A so-called scratch build is one that’s been designed and built from the ground up, without the use of a pre-existing case. That’s what Menhir is: a scratch build made of 8mm sheet aluminum and Ayous wood.
As the name suggests, my source of inspiration while designing this were the vertical monoliths called Menhir, thanks to their peculiar shape.
The idea was to make a mini-ITX case with a compact footprint, that could house a big graphics card (RTX 2070 Super Strix) and a capable watercooling loop (dual 240mm radiators), and the vertical design was the best fit for the feat, since I also wanted to have an exotic looking build. Another goal was to achieve a design that may very well go in a home environment, hence the choice of using wood to give it a warmer feel.
In this article I’ll show the whole process behind the making of Menhir. Let’s get started!
Making the 3D Model
Since I started using a CNC router for my projects, I had to learn how to use Fusion 360 to come up with my designs and custom parts. So now the first step into any new project is actually brainstorming various ideas and trying to model them in 3D.
Designing Menhir was quite challenging because I wanted a very tall build, but still have something that wouldn’t feel out of place as a mini-ITX build, so the compact footprint was a very important factor.
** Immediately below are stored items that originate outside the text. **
PR #31057, opened 2023-11-16
Environments + client services w/prerendering

### LINKED ISSUE #31025: Environments and client services with prerendering 8.0
### Description

Check all of the scenarios in BWAs and adjust guidance as needed.

This work is going to be expanded to not only address the problems in the *Environments* article but also to call out the challenges with the need for client side services that don't exist server-side when client-side components prerender on the server.

### Page URL

https://learn.microsoft.com/en-us/aspnet/core/blazor/fundamentals/environments?view=aspnetcore-8.0

### Content source URL

https://github.com/dotnet/AspNetCore.Docs/blob/main/aspnetcore/blazor/fundamentals/environments.md

### Document ID

8a5b47e7-b29c-b049-30e8-5b405a5086b6

### Article author

guardrex

guardrex:
Fixes #31025 
Addresses #28161

Mackinnon ... I decided to draft this with a full explanation and examples for what's going on with client-side services in a BWA. It's a little long. However, I can understand it this way, so we have a good bet on not losing anyone.

In the *Render Modes* article, the *Set the render mode for the entire app* section was too far down the article. I moved the section up and changed the heading name to *Apply a render mode to the entire app*. The new section on *Client-side services fail to resolve during prerendering* makes reference to globally setting the render mode. I want to reader to have already seen that section.

---

#### Internal previews

| 📄 File | 🔗 Preview link |
|:--|:--|
| [aspnetcore/blazor/components/index.md](https://github.com/dotnet/AspNetCore.Docs/blob/76f68fd99e58275e5ea18a1e16d15593dd1c196a/aspnetcore/blazor/components/index.md) | [ASP.NET Core Razor components](https://review.learn.microsoft.com/en-us/aspnet/core/blazor/components/index?branch=pr-en-us-31057) |
| [aspnetcore/blazor/components/render-modes.md](https://github.com/dotnet/AspNetCore.Docs/blob/76f68fd99e58275e5ea18a1e16d15593dd1c196a/aspnetcore/blazor/components/render-modes.md) | [ASP.NET Core Blazor render modes](https://review.learn.microsoft.com/en-us/aspnet/core/blazor/components/render-modes?branch=pr-en-us-31057) |
| [aspnetcore/blazor/fundamentals/configuration.md](https://github.com/dotnet/AspNetCore.Docs/blob/76f68fd99e58275e5ea18a1e16d15593dd1c196a/aspnetcore/blazor/fundamentals/configuration.md) | [ASP.NET Core Blazor configuration](https://review.learn.microsoft.com/en-us/aspnet/core/blazor/fundamentals/configuration?branch=pr-en-us-31057) |
| [aspnetcore/blazor/fundamentals/environments.md](https://github.com/dotnet/AspNetCore.Docs/blob/76f68fd99e58275e5ea18a1e16d15593dd1c196a/aspnetcore/blazor/fundamentals/environments.md) | [aspnetcore/blazor/fundamentals/environments](https://review.learn.microsoft.com/en-us/aspnet/core/blazor/fundamentals/environments?branch=pr-en-us-31057) |
| [aspnetcore/blazor/security/server/index.md](https://github.com/dotnet/AspNetCore.Docs/blob/76f68fd99e58275e5ea18a1e16d15593dd1c196a/aspnetcore/blazor/security/server/index.md) | [Secure ASP.NET Core server-side Blazor apps](https://review.learn.microsoft.com/en-us/aspnet/core/blazor/security/server/index?branch=pr-en-us-31057) |
| [aspnetcore/blazor/state-management.md](https://github.com/dotnet/AspNetCore.Docs/blob/76f68fd99e58275e5ea18a1e16d15593dd1c196a/aspnetcore/blazor/state-management.md) | [ASP.NET Core Blazor state management](https://review.learn.microsoft.com/en-us/aspnet/core/blazor/state-management?branch=pr-en-us-31057) |

### DIFF
--- a/aspnetcore/blazor/components/render-modes.md
+++ b/aspnetcore/blazor/components/render-modes.md
@@ -155,7 +155,7 @@ For apps based on the Blazor Web App project template, a render mode assigned to
 <Routes @rendermode="InteractiveServer" />
 ```
 
-The Blazor router propagates its render mode to the pages it routes. The pages aren't technically child components of the router, but when the routes are discovered at runtime for the router, they inherit the router's render mode.
+The Blazor router propagates its render mode to the pages it routes.
 
 You also typically must set the same interactive render mode on the `HeadOutlet` component, which is also found in the `App` component of a Blazor Web App generated from the project template:
 
@@ -320,22 +320,22 @@ For example, consider the following `Home` component in the `.Client` project in
 
 ```razor
 @page "/"
-@inject IBlazorHostEnvironment Environment
+@inject IWebAssemblyHostEnvironment Environment
 
 <PageTitle>Home</PageTitle>
 
 <h1>Home</h1>
 
 <p>
-    Environment: @Environment.EnvironmentName
+    Environment: @Environment.Environment
 </p>
 ```
 
 No compile time error occurs, but a runtime error occurs during prerendering:
 
-> :::no-loc text="Cannot provide a value for property 'HostEnvironment' on type 'BlazorWebApp80EnvironmentTesting.Client.Pages.Home'. There is no registered service of type 'Microsoft.AspNetCore.Components.WebAssembly.Hosting.IWebAssemblyHostEnvironment'.":::
+> :::no-loc text="Cannot provide a value for property 'Environment' on type 'BlazorWebApp80EnvironmentTesting.Client.Pages.Home'. There is no registered service of type 'Microsoft.AspNetCore.Components.WebAssembly.Hosting.IWebAssemblyHostEnvironment'.":::
 
-This error occurs because the component must compile and execute on the server during prerendering but <xref:Microsoft.AspNetCore.Components.WebAssembly.Hosting.IWebAssemblyHostEnvironment> isn't a registered service and has no implementation on on the server.
+This error occurs because the component must compile and execute on the server during prerendering, but <xref:Microsoft.AspNetCore.Components.WebAssembly.Hosting.IWebAssemblyHostEnvironment> isn't a registered service on the server.
 
 There are a four approaches that you can take to address this scenario. The following are listed from most recommended to least recommended:
 
--- a/aspnetcore/blazor/components/render-modes.md
+++ b/aspnetcore/blazor/components/render-modes.md
@@ -142,6 +142,34 @@ Technically, `@rendermode` is both a Razor *directive* and a Razor *directive at
 > [!NOTE]
 > Component authors should avoid coupling a component's implementation to a specific render mode. Instead, component authors should typically design components to support any render mode or hosting model. A component's implementation should avoid assumptions on where it's running (server or client) and should degrade gracefully when rendered statically. Specifying the render mode in the component definition may be needed if the component isn't instantiated directly (such as with a routable page component) or to specify a render mode for all component instances.
 
+## Apply a render mode to the entire app
+
+To set the render mode for the entire app, indicate the render mode at the highest-level interactive component in the app's component hierarchy that isn't a root component.
+
+> [!NOTE]
+> Making a root component interactive, such as the `App` component, isn't supported because the Blazor script may be evaluated multiple times. Therefore, the render mode for the entire app can't be set directly by the `App` component.
+
+For apps based on the Blazor Web App project template, a render mode assigned to the entire app is typically specified where the `Routes` component is used in the `App` component (`Components/App.razor`):
+
+```razor
+<Routes @rendermode="InteractiveServer" />
+```
+
+The Blazor router propagates its render mode to the pages it routes. The pages aren't technically child components of the router, but when the routes are discovered at runtime for the router, they inherit the router's render mode.
+
+You also typically must set the same interactive render mode on the `HeadOutlet` component, which is also found in the `App` component of a Blazor Web App generated from the project template:
+
+```
+<HeadOutlet @rendermode="InteractiveServer" />
+```
+
+To enable global interactivity when creating a Blazor Web App:
+
+* Visual Studio: Set the **Interactivity location** dropdown list to **Global**.
+* .NET CLI: Use the `-ai|--all-interactive` option.
+
+For more information, see <xref:blazor/tooling>.
+
 ## Prerendering
 
 *Prerendering* is the process of initially rendering page content on the server without enabling event handlers for rendered controls. The server outputs the HTML UI of the page as soon as possible in response to the initial request, which makes the app feel more responsive to users. Prerendering can also improve [Search Engine Optimization (SEO)](https://developer.mozilla.org/docs/Glossary/SEO) by rendering content for the initial HTTP response that search engines use to calculate page rank.
@@ -283,6 +311,43 @@ In the following example, the component is interactive throughout the process. T
 ```
 
 If using the preceding component locally in a Blazor Web App, place the component in the client project's `Pages` folder. The client project is the solution's project with a name that ends in `.Client`. When the app is running, navigate to `/render-mode-4` in the browser's address bar.
+
+## Client-side services fail to resolve during prerendering
+
+Assuming that prerendering isn't disabled for a component or for the app, a component in the `.Client` project is prerendered on the server. Because the server doesn't have access to registered client-side Blazor services, it isn't possible to inject these services into a component without receiving an error that the service can't be found during prerendering.
+
+For example, consider the following `Home` component in the `.Client` project in a Blazor Web App with [global Interactive WebAssembly or Interactive Auto rendering](#apply-a-render-mode-to-the-entire-app). The component attempts to inject <xref:Microsoft.AspNetCore.Components.WebAssembly.Hosting.IWebAssemblyHostEnvironment> to obtain the environment's name.
+
+```razor
+@page "/"
+@inject IBlazorHostEnvironment Environment
+
+<PageTitle>Home</PageTitle>
+
+<h1>Home</h1>
+
+<p>
+    Environment: @Environment.EnvironmentName
+</p>
+```
+
+No compile time error occurs, but a runtime error occurs during prerendering:
+
+> :::no-loc text="Cannot provide a value for property 'HostEnvironment' on type 'BlazorWebApp80EnvironmentTesting.Client.Pages.Home'. There is no registered service of type 'Microsoft.AspNetCore.Components.WebAssembly.Hosting.IWebAssemblyHostEnvironment'.":::
+
+This error occurs because the component must compile and execute on the server during prerendering but <xref:Microsoft.AspNetCore.Components.WebAssembly.Hosting.IWebAssemblyHostEnvironment> isn't a registered service and has no implementation on on the server.
+
+There are a four approaches that you can take to address this scenario. The following are listed from most recommended to least recommended:
+
+* *Recommended*: Create a service abstraction and create implementations&dagger; for the service in the `.Client` and server projects. Register the services in each project. Inject the service in the component. For a demonstration of this approach, see <xref:blazor/fundamentals/environments#read-the-client-side-environment-in-a-blazor-web-app>.
+
+  &dagger;One implementation can be created if the implementation can be configured for execution in the `.Client` and server projects.
+
+* Add a check for <xref:System.OperatingSystem.IsBrowser%2A?displayProperty=nameWithType> in the [`OnInitialized{Async}` lifecycle method](xref:blazor/components/lifecycle#component-initialization-oninitializedasync) and use the check to determine whether to obtain a service instance from an injected <xref:System.IServiceProvider>.
+
+* Similar to the preceding approach that works during prerendering, you might be able to add a `.Client` project package reference to a server-side package and fall back to using the server-side API when prerendering on the server.
+
+* Disable prerendering for the component. For more information, see the [Prerendering](#prerendering) section.
 
 ## Render mode propagation
 
@@ -433,37 +498,9 @@ The following component results in a runtime error when the component is rendere
 
 > :::no-loc text="Cannot create a component of type 'BlazorSample.Components.SharedMessage' because its render mode 'Microsoft.AspNetCore.Components.Web.InteractiveWebAssemblyRenderMode' is not supported by Interactive Server rendering.":::
 
-## Set the render mode for the entire app
-
-To set the render mode for the entire app, indicate the render mode at the highest-level interactive component in the app's component hierarchy that isn't a root component.
-
-> [!NOTE]
-> Making a root component interactive, such as the `App` component, isn't supported because the Blazor script may be evaluated multiple times. Therefore, the render mode for the entire app can't be set directly by the `App` component.
-
-For apps based on the Blazor Web App project template, a render mode assigned to the entire app is typically specified where the `Routes` component is used in the `App` component (`Components/App.razor`):
-
-```razor
-<Routes @rendermode="InteractiveServer" />
-```
-
-The Blazor router propagates its render mode to the pages it routes. The pages aren't technically child components of the router, but when the routes are discovered at runtime for the router, they inherit the router's render mode.
-
-You also typically must set the same interactive render mode on the `HeadOutlet` component, which is also found in the `App` component of a Blazor Web App generated from the project template:
-
-```
-<HeadOutlet @rendermode="InteractiveServer" />
-```
-
-To enable global interactivity when creating a Blazor Web App:
-
-* Visual Studio: Set the **Interactivity location** dropdown list to **Global**.
-* .NET CLI: Use the `-ai|--all-interactive` option.
-
-For more information, see <xref:blazor/tooling>.
-
 ## Discover components from additional assemblies for Static Server rendering
 
-Configure additional assemblies to use for discovering routable Razor components for Static Server rendering using the `AddAdditionalAssemblies` method chained to <xref:Microsoft.AspNetCore.Builder.RazorComponentsEndpointRouteBuilderExtensions.MapRazorComponents%2A>.
+Configure additional assemblies to discover routable Razor components for Static Server rendering using the `AddAdditionalAssemblies` method chained to <xref:Microsoft.AspNetCore.Builder.RazorComponentsEndpointRouteBuilderExtensions.MapRazorComponents%2A>.
 
 The following example includes the assembly of the `DifferentAssemblyCounter` component:
 
--- a/aspnetcore/blazor/components/render-modes.md
+++ b/aspnetcore/blazor/components/render-modes.md
@@ -339,7 +339,7 @@ This error occurs because the component must compile and execute on the server d
 
 There are a four approaches that you can take to address this scenario. The following are listed from most recommended to least recommended:
 
-* *Recommended*: Create a service abstraction and create implementations for the service in the `.Client` and server projects. Register the services in each project. Inject the service in the component. For a demonstration of this approach, see <xref:blazor/fundamentals/environments#read-the-client-side-environment-in-a-blazor-web-app>.
+* *Recommended*: Create a service abstraction and create implementations for the service in the `.Client` and server projects. Register the services in each project. Inject the service in the component. For a demonstration of this approach, see <xref:blazor/fundamentals/environments#read-the-environment-in-a-blazor-web-app>.
 
 * Add a check for <xref:System.OperatingSystem.IsBrowser%2A?displayProperty=nameWithType> in the [`OnInitialized{Async}` lifecycle method](xref:blazor/components/lifecycle#component-initialization-oninitializedasync) and use the check to determine whether to obtain a service instance from an injected <xref:System.IServiceProvider>.
 
--- a/aspnetcore/blazor/components/render-modes.md
+++ b/aspnetcore/blazor/components/render-modes.md
@@ -333,7 +333,7 @@ For example, consider the following `Home` component in the `.Client` project in
 
 No compile time error occurs, but a runtime error occurs during prerendering:
 
-> :::no-loc text="Cannot provide a value for property 'Environment' on type 'BlazorWebApp80EnvironmentTesting.Client.Pages.Home'. There is no registered service of type 'Microsoft.AspNetCore.Components.WebAssembly.Hosting.IWebAssemblyHostEnvironment'.":::
+> :::no-loc text="Cannot provide a value for property 'Environment' on type 'BlazorWebAppSample.Client.Pages.Home'. There is no registered service of type 'Microsoft.AspNetCore.Components.WebAssembly.Hosting.IWebAssemblyHostEnvironment'.":::
 
 This error occurs because the component must compile and execute on the server during prerendering, but <xref:Microsoft.AspNetCore.Components.WebAssembly.Hosting.IWebAssemblyHostEnvironment> isn't a registered service on the server.
 
--- a/aspnetcore/blazor/components/render-modes.md
+++ b/aspnetcore/blazor/components/render-modes.md
@@ -337,15 +337,43 @@ No compile time error occurs, but a runtime error occurs during prerendering:
 
 This error occurs because the component must compile and execute on the server during prerendering, but <xref:Microsoft.AspNetCore.Components.WebAssembly.Hosting.IWebAssemblyHostEnvironment> isn't a registered service on the server.
 
+If the app doesn't require the value during prerendering, this problem can be solved by injecting <xref:System.IServiceProvider> to obtain the service instead of the service type itself:
+
+```razor
+@page "/"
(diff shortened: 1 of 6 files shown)


aspnetcore/blazor/fundamentals/environments.md
```diff
@@ -135,57 +152,208 @@ In the following example for IIS, the custom header (`Blazor-Environment`) is ad
...
+```csharp
+builder.Services.AddSingleton<IBlazorHostEnvironment>(
+    sp => new BlazorHostEnvironment(builder.Environment.EnvironmentName));
+```
+
+In the `.Client` project's `Program` file, register a `IBlazorHostEnvironment` service with the `BlazorHostEnvironment` implementation. Set the host environment with <xref:Microsoft.AspNetCore.Components.WebAssembly.Hosting.IWebAssemblyHostEnvironment.Environment%2A?displayProperty=nameWithType>, which is only available on the client:
+
+```csharp
+builder.Services.AddSingleton<IBlazorHostEnvironment>(
+    sp => new BlazorHostEnvironment(builder.HostEnvironment.Environment));
```
MackinnonBuck, line 297: This is definitely valid, albeit different than what I had in mind.

If the customer were to add additional members to the `IBlazorHostEnvironment` interface, it would require adding more parameters to the primary constructor and providing values in `Program.cs`. Or if the interface had any methods in it, it would require falling back to separate implementations (unless you do a thing where you dynamically check which platform you're on using `OperatingSystem.IsBrowser()`).

I think it would be a bit more conventional to have separate implementations of `IBlazorHostEnvironment` that can inject app-specific dependencies and use those to support aspects of the implementation. For example:

`.Client` project:
```csharp
// IBlazorHostEnvironment.cs
public interface IBlazorHostEnvironment
{
    string EnvironmentName { get; }
}

// BlazorWebAssemblyHostEnvironment.cs
public class BlazorWebAssemblyHostEnvironment(IWebAssemblyHostEnvironment hostEnvironment) : IBlazorHostEnvironment
{
    public string EnvironmentName => hostEnvironment.Environment;
}

// Program.cs
builder.Services.AddSingleton<IBlazorHostEnvironment, BlazorWebAssemblyHostEnvironment>();
```

Server project:
```csharp
// BlazorServerHostEnvironment.cs
public class BlazorServerHostEnvironment(IWebHostEnvironment hostEnvironment) : IBlazorHostEnvironment
{
    public string EnvironmentName => hostEnvironment.EnvironmentName;
}

// Program.cs
builder.Services.AddScoped<IBlazorHostEnvironment, BlazorServerHostEnvironment>();
```

What do you think?

aspnetcore/blazor/components/render-modes.md
```diff
@@ -284,6 +312,43 @@ In the following example, the component is interactive throughout the process. T
...
+
+> :::no-loc text="Cannot provide a value for property 'HostEnvironment' on type 'BlazorWebApp80EnvironmentTesting.Client.Pages.Home'. There is no registered service of type 'Microsoft.AspNetCore.Components.WebAssembly.Hosting.IWebAssemblyHostEnvironment'.":::
+
+This error occurs because the component must compile and execute on the server during prerendering but <xref:Microsoft.AspNetCore.Components.WebAssembly.Hosting.IWebAssemblyHostEnvironment> isn't a registered service and has no implementation on on the server.
+
+There are a four approaches that you can take to address this scenario. The following are listed from most recommended to least recommended:
+
+* *Recommended*: Create a service abstraction and create implementations&dagger; for the service in the `.Client` and server projects. Register the services in each project. Inject the service in the component. For a demonstration of this approach, see <xref:blazor/fundamentals/environments#read-the-client-side-environment-in-a-blazor-web-app>.
+
+  &dagger;One implementation can be created if the implementation can be configured for execution in the `.Client` and server projects.
```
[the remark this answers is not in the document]
MackinnonBuck: Update: I now see what you mean by looking at your example - I left a comment down there 🙂

MackinnonBuck (commented):
Looks like a great start - I have some ideas and thoughts!

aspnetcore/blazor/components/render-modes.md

Moreover, vertical designs aren’t a super popular option yet, so it’s easy to overdo it and make something that feels out of place. Balance is key!
The first iteration of Menhir’s design was a pretty boxy case, just very tall. That’s not what I wanted.
So I started playing around with angles and the wooden outer shell, until I came up with the final shape, which has the outer shell rotated 90 degrees from the aluminum enclosure. The footprint had to be made just a bit larger in this final version, but it was worth it to allow for a more unique design.
Making the Aluminum Parts
Once all the parts were designed and set up into Fusion 360, I went ahead and fixed the 8mm aluminum sheet on the CNC.
Most of the parts of this case will be cut from this single 500 x 1000mm sheet, so it will start taking shape pretty quickly. In addition to all the big panels of the case, I had to cut a bunch of small brackets to be able to assemble everything together.
And here’s every 8mm panel cut and ready to be finished.
For finishing these plates, I wanted to leave the aluminum pretty raw, so I sanded them down with 180 grit and an orbital sander, in order to get that rough and textured look.
The little mounting brackets I cut at the CNC earlier, had to be given a few extra threaded holes on the edges, so I did that on the drill press and then assembled the first few parts for a test fit.
Here it is next to A.R.E.S., another one of my PC builds, for a quick size comparison. A.R.E.S. is about 75cm/29.5in tall.